§ **Problem to work on**: From the line with "As stated above" to the line with "But i very much", retype every line exactly, including those two, and leave out the rest of the data below.

........

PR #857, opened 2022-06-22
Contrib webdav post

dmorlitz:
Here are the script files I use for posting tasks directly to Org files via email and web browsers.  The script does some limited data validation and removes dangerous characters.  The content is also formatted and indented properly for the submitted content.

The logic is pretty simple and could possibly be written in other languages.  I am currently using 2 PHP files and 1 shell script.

........

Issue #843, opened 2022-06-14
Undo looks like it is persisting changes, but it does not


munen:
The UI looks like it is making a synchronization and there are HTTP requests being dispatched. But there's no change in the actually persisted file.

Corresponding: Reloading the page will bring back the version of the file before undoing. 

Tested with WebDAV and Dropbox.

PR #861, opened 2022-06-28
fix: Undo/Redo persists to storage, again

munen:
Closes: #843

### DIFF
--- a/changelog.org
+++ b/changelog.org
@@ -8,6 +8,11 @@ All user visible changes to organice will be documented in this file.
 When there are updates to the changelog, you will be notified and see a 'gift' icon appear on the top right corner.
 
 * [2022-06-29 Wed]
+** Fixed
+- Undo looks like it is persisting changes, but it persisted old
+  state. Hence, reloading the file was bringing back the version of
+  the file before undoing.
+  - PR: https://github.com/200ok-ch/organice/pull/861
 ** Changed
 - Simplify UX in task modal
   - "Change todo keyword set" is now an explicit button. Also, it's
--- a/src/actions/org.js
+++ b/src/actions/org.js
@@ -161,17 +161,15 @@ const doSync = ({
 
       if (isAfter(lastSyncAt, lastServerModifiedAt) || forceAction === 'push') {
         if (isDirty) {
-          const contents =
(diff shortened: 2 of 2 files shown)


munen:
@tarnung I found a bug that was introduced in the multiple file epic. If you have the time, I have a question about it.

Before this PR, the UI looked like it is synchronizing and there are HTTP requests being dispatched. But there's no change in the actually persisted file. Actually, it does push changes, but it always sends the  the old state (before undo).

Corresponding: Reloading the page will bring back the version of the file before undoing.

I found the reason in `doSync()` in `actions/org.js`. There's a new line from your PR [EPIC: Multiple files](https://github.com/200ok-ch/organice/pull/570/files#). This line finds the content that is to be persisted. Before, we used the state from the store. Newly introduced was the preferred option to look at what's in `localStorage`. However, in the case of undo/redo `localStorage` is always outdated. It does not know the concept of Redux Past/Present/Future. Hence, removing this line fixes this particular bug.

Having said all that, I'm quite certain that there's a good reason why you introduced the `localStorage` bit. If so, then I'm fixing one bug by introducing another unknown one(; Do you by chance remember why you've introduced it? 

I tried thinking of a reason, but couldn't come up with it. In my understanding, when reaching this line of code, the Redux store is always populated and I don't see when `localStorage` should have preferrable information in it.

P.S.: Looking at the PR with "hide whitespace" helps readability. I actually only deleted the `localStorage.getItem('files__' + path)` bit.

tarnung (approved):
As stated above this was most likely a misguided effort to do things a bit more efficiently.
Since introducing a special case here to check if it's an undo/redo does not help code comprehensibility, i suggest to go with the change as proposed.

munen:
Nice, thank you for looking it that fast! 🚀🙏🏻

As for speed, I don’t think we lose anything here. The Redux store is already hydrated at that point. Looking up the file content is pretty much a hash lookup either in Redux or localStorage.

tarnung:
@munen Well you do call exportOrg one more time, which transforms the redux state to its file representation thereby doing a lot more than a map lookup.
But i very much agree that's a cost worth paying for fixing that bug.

........

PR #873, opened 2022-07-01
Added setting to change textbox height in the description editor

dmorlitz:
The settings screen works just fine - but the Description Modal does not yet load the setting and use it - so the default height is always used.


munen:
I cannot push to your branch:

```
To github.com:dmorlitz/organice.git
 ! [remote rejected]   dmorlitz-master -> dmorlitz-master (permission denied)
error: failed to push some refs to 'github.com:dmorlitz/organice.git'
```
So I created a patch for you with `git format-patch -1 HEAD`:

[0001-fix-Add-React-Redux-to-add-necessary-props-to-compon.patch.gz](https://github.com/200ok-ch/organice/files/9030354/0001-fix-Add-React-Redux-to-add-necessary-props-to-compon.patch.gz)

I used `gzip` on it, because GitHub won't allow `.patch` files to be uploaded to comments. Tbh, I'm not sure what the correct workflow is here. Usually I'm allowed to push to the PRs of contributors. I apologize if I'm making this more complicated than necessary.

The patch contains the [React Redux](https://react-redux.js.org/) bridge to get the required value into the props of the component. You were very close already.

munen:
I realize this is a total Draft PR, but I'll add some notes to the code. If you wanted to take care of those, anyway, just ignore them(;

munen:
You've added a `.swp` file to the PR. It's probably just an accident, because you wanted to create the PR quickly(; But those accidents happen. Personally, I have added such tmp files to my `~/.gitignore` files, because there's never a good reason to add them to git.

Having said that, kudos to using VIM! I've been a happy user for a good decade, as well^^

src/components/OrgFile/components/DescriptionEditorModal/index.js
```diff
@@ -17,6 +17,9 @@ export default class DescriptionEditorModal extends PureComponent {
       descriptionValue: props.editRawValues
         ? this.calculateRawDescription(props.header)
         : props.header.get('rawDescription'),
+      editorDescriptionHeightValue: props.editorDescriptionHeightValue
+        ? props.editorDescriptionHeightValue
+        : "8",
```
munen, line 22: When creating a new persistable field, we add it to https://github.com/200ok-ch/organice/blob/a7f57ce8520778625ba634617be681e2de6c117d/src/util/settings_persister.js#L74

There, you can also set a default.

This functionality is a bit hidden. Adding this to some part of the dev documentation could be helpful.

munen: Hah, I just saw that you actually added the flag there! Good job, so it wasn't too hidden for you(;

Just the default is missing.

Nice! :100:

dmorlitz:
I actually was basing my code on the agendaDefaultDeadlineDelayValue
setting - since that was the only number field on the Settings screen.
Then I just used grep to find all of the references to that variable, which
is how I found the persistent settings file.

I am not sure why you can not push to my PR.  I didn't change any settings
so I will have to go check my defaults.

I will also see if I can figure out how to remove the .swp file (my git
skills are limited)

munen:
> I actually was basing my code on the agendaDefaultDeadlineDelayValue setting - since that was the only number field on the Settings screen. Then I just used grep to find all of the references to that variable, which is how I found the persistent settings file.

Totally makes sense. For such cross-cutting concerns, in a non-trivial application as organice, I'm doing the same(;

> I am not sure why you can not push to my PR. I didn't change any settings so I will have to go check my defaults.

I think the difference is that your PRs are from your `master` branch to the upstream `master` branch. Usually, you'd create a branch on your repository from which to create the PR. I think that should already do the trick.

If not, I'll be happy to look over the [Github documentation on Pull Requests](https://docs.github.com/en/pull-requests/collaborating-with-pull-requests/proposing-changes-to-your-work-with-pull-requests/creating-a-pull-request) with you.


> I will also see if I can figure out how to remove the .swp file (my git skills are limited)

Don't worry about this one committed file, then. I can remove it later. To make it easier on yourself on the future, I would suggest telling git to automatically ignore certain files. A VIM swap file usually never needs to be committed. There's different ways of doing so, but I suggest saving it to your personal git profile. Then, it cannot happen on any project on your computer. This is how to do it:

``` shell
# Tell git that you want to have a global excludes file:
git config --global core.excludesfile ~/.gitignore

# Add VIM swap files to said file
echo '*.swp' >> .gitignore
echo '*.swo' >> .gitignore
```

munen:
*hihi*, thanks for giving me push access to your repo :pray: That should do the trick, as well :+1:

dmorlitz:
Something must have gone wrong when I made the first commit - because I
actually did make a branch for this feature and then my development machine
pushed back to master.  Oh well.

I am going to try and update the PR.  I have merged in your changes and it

........

§ **Result below**:
As stated above this was most likely a misguided effort to do things a bit more efficiently.
Since introducing a special case here to check if it's an undo/redo does not help code comprehensibility, i suggest to go with the change as proposed.

munen:
Nice, thank you for looking it that fast! 🚀🙏🏻

As for speed, I don’t think we lose anything here. The Redux store is already hydrated at that point. Looking up the file content is pretty much a hash lookup either in Redux or localStorage.

tarnung:
@munen Well you do call exportOrg one more time, which transforms the redux state to its file representation thereby doing a lot more than a map lookup.
But i very much agree that's a cost worth paying for fixing that bug.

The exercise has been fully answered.